• [WHAT THE TASK REQUIRES]: Repeat all entries below exactly as shown.

• [PROVIDED INFORMATION]:
######
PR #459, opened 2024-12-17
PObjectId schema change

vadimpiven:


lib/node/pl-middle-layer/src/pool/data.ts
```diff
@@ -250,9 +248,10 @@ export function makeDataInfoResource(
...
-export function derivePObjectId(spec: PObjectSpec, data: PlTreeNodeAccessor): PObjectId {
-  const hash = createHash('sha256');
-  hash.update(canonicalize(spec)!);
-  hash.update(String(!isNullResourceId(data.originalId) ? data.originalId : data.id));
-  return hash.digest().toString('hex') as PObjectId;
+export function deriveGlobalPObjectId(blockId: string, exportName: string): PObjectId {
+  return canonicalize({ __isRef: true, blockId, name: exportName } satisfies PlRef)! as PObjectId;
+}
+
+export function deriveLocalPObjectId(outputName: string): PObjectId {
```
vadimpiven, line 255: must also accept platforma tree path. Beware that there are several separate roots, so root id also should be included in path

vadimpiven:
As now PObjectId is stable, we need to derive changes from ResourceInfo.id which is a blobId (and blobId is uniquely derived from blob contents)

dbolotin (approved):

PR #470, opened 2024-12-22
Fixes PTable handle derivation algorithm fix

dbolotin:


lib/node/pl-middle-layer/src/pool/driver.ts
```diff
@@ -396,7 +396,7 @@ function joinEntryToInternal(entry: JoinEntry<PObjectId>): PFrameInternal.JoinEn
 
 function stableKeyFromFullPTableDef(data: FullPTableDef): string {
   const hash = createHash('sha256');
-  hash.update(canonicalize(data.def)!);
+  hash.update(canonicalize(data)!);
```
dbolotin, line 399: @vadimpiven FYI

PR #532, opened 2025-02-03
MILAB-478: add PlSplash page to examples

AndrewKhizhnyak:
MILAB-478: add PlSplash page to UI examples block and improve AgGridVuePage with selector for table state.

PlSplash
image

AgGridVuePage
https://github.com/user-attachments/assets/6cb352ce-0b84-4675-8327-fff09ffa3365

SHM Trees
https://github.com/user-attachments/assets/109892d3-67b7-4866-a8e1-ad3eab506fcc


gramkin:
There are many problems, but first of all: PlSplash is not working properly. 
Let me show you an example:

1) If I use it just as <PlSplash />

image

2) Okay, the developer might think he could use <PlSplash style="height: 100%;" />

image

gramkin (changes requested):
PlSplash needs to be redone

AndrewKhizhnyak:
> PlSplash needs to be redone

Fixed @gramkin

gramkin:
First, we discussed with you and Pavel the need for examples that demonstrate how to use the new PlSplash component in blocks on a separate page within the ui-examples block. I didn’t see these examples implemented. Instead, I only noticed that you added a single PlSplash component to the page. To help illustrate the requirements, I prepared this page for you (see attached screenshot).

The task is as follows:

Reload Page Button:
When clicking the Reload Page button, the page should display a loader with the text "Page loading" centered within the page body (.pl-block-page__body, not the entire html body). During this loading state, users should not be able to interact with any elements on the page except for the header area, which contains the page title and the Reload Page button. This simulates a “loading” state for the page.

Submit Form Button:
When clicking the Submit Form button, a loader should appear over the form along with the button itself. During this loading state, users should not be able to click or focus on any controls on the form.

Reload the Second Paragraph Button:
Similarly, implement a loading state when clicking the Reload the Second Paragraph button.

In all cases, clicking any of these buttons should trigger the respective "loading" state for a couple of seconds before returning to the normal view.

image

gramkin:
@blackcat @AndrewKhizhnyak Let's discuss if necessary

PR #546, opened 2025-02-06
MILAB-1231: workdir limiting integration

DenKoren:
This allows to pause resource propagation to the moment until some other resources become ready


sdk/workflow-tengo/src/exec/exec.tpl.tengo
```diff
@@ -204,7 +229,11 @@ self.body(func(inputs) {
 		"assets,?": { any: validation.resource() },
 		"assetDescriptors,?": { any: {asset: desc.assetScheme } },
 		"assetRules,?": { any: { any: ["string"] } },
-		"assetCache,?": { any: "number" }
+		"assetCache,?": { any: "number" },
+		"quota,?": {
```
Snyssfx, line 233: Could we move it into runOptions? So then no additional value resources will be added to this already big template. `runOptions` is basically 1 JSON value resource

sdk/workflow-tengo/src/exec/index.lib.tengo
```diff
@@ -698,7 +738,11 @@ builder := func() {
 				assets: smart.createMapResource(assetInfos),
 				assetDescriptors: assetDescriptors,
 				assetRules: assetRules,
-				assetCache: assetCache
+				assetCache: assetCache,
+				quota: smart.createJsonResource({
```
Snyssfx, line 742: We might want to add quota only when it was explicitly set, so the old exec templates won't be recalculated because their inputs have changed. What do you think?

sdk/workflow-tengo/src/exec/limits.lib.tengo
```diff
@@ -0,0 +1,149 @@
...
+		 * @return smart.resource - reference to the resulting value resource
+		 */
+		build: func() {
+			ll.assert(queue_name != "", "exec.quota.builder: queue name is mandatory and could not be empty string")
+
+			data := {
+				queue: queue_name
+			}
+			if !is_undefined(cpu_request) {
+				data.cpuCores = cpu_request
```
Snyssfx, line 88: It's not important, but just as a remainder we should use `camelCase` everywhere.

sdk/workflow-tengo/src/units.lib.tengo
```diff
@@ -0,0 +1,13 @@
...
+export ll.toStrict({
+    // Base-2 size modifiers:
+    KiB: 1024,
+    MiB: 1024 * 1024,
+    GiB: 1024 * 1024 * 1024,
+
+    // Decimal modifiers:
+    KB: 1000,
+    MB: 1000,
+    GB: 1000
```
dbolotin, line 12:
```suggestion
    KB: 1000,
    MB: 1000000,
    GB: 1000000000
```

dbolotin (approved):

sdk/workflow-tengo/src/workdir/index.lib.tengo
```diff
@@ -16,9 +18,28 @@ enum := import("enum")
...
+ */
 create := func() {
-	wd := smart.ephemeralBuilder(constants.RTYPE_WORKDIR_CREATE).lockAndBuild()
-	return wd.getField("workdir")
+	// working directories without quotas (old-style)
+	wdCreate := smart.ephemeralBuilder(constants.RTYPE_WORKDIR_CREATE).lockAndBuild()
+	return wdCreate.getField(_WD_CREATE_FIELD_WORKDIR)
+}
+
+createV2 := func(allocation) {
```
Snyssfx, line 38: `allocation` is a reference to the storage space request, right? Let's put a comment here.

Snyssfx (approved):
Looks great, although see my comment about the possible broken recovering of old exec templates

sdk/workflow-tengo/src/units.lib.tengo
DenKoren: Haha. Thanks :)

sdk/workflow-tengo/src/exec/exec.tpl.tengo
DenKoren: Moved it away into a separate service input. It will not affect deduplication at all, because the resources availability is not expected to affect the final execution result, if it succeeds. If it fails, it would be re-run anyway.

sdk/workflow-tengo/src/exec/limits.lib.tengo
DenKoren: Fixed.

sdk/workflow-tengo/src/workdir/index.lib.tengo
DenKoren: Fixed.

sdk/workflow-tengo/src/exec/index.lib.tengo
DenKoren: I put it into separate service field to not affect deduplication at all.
######
• [EXERCISE ANSWER]:
PR #459, opened 2024-12-17
PObjectId schema change

vadimpiven:


lib/node/pl-middle-layer/src/pool/data.ts
```diff
@@ -250,9 +248,10 @@ export function makeDataInfoResource(
...
-export function derivePObjectId(spec: PObjectSpec, data: PlTreeNodeAccessor): PObjectId {
-  const hash = createHash('sha256');
-  hash.update(canonicalize(spec)!);
-  hash.update(String(!isNullResourceId(data.originalId) ? data.originalId : data.id));
-  return hash.digest().toString('hex') as PObjectId;
+export function deriveGlobalPObjectId(blockId: string, exportName: string): PObjectId {
+  return canonicalize({ __isRef: true, blockId, name: exportName } satisfies PlRef)! as PObjectId;
+}
+
+export function deriveLocalPObjectId(outputName: string): PObjectId {
```
vadimpiven, line 255: must also accept platforma tree path. Beware that there are several separate roots, so root id also should be included in path

vadimpiven:
As now PObjectId is stable, we need to derive changes from ResourceInfo.id which is a blobId (and blobId is uniquely derived from blob contents)

dbolotin (approved):

PR #470, opened 2024-12-22
Fixes PTable handle derivation algorithm fix

dbolotin:


lib/node/pl-middle-layer/src/pool/driver.ts
```diff
@@ -396,7 +396,7 @@ function joinEntryToInternal(entry: JoinEntry<PObjectId>): PFrameInternal.JoinEn
 
 function stableKeyFromFullPTableDef(data: FullPTableDef): string {
   const hash = createHash('sha256');
-  hash.update(canonicalize(data.def)!);
+  hash.update(canonicalize(data)!);
```
dbolotin, line 399: @vadimpiven FYI

PR #532, opened 2025-02-03
MILAB-478: add PlSplash page to examples

AndrewKhizhnyak:
MILAB-478: add PlSplash page to UI examples block and improve AgGridVuePage with selector for table state.

PlSplash
image

AgGridVuePage
https://github.com/user-attachments/assets/6cb352ce-0b84-4675-8327-fff09ffa3365

SHM Trees
https://github.com/user-attachments/assets/109892d3-67b7-4866-a8e1-ad3eab506fcc


gramkin:
There are many problems, but first of all: PlSplash is not working properly. 
Let me show you an example:

1) If I use it just as <PlSplash />

image

2) Okay, the developer might think he could use <PlSplash style="height: 100%;" />

image

gramkin (changes requested):
PlSplash needs to be redone

AndrewKhizhnyak:
> PlSplash needs to be redone

Fixed @gramkin

gramkin:
First, we discussed with you and Pavel the need for examples that demonstrate how to use the new PlSplash component in blocks on a separate page within the ui-examples block. I didn’t see these examples implemented. Instead, I only noticed that you added a single PlSplash component to the page. To help illustrate the requirements, I prepared this page for you (see attached screenshot).

The task is as follows:

Reload Page Button:
When clicking the Reload Page button, the page should display a loader with the text "Page loading" centered within the page body (.pl-block-page__body, not the entire html body). During this loading state, users should not be able to interact with any elements on the page except for the header area, which contains the page title and the Reload Page button. This simulates a “loading” state for the page.

Submit Form Button:
When clicking the Submit Form button, a loader should appear over the form along with the button itself. During this loading state, users should not be able to click or focus on any controls on the form.

Reload the Second Paragraph Button:
Similarly, implement a loading state when clicking the Reload the Second Paragraph button.

In all cases, clicking any of these buttons should trigger the respective "loading" state for a couple of seconds before returning to the normal view.

image

gramkin:
@blackcat @AndrewKhizhnyak Let's discuss if necessary

PR #546, opened 2025-02-06
MILAB-1231: workdir limiting integration

DenKoren:
This allows to pause resource propagation to the moment until some other resources become ready


sdk/workflow-tengo/src/exec/exec.tpl.tengo
```diff
@@ -204,7 +229,11 @@ self.body(func(inputs) {
 		"assets,?": { any: validation.resource() },
 		"assetDescriptors,?": { any: {asset: desc.assetScheme } },
 		"assetRules,?": { any: { any: ["string"] } },
-		"assetCache,?": { any: "number" }
+		"assetCache,?": { any: "number" },
+		"quota,?": {
```
Snyssfx, line 233: Could we move it into runOptions? So then no additional value resources will be added to this already big template. `runOptions` is basically 1 JSON value resource

sdk/workflow-tengo/src/exec/index.lib.tengo
```diff
@@ -698,7 +738,11 @@ builder := func() {
 				assets: smart.createMapResource(assetInfos),
 				assetDescriptors: assetDescriptors,
 				assetRules: assetRules,
-				assetCache: assetCache
+				assetCache: assetCache,
+				quota: smart.createJsonResource({
```
Snyssfx, line 742: We might want to add quota only when it was explicitly set, so the old exec templates won't be recalculated because their inputs have changed. What do you think?

sdk/workflow-tengo/src/exec/limits.lib.tengo
```diff
@@ -0,0 +1,149 @@
...
+		 * @return smart.resource - reference to the resulting value resource
+		 */
+		build: func() {
+			ll.assert(queue_name != "", "exec.quota.builder: queue name is mandatory and could not be empty string")
+
+			data := {
+				queue: queue_name
+			}
+			if !is_undefined(cpu_request) {
+				data.cpuCores = cpu_request
```
Snyssfx, line 88: It's not important, but just as a remainder we should use `camelCase` everywhere.

sdk/workflow-tengo/src/units.lib.tengo
```diff
@@ -0,0 +1,13 @@
...
+export ll.toStrict({
+    // Base-2 size modifiers:
+    KiB: 1024,
+    MiB: 1024 * 1024,
+    GiB: 1024 * 1024 * 1024,
+
+    // Decimal modifiers:
+    KB: 1000,
+    MB: 1000,
+    GB: 1000
```
dbolotin, line 12:
```suggestion
    KB: 1000,
    MB: 1000000,
    GB: 1000000000
```

dbolotin (approved):

sdk/workflow-tengo/src/workdir/index.lib.tengo
```diff
@@ -16,9 +18,28 @@ enum := import("enum")
...
+ */
 create := func() {
-	wd := smart.ephemeralBuilder(constants.RTYPE_WORKDIR_CREATE).lockAndBuild()
-	return wd.getField("workdir")
+	// working directories without quotas (old-style)
+	wdCreate := smart.ephemeralBuilder(constants.RTYPE_WORKDIR_CREATE).lockAndBuild()
+	return wdCreate.getField(_WD_CREATE_FIELD_WORKDIR)
+}
+
+createV2 := func(allocation) {
```
Snyssfx, line 38: `allocation` is a reference to the storage space request, right? Let's put a comment here.

Snyssfx (approved):
Looks great, although see my comment about the possible broken recovering of old exec templates

sdk/workflow-tengo/src/units.lib.tengo
DenKoren: Haha. Thanks :)

sdk/workflow-tengo/src/exec/exec.tpl.tengo
DenKoren: Moved it away into a separate service input. It will not affect deduplication at all, because the resources availability is not expected to affect the final execution result, if it succeeds. If it fails, it would be re-run anyway.

sdk/workflow-tengo/src/exec/limits.lib.tengo
DenKoren: Fixed.

sdk/workflow-tengo/src/workdir/index.lib.tengo
DenKoren: Fixed.

sdk/workflow-tengo/src/exec/index.lib.tengo
DenKoren: I put it into separate service field to not affect deduplication at all.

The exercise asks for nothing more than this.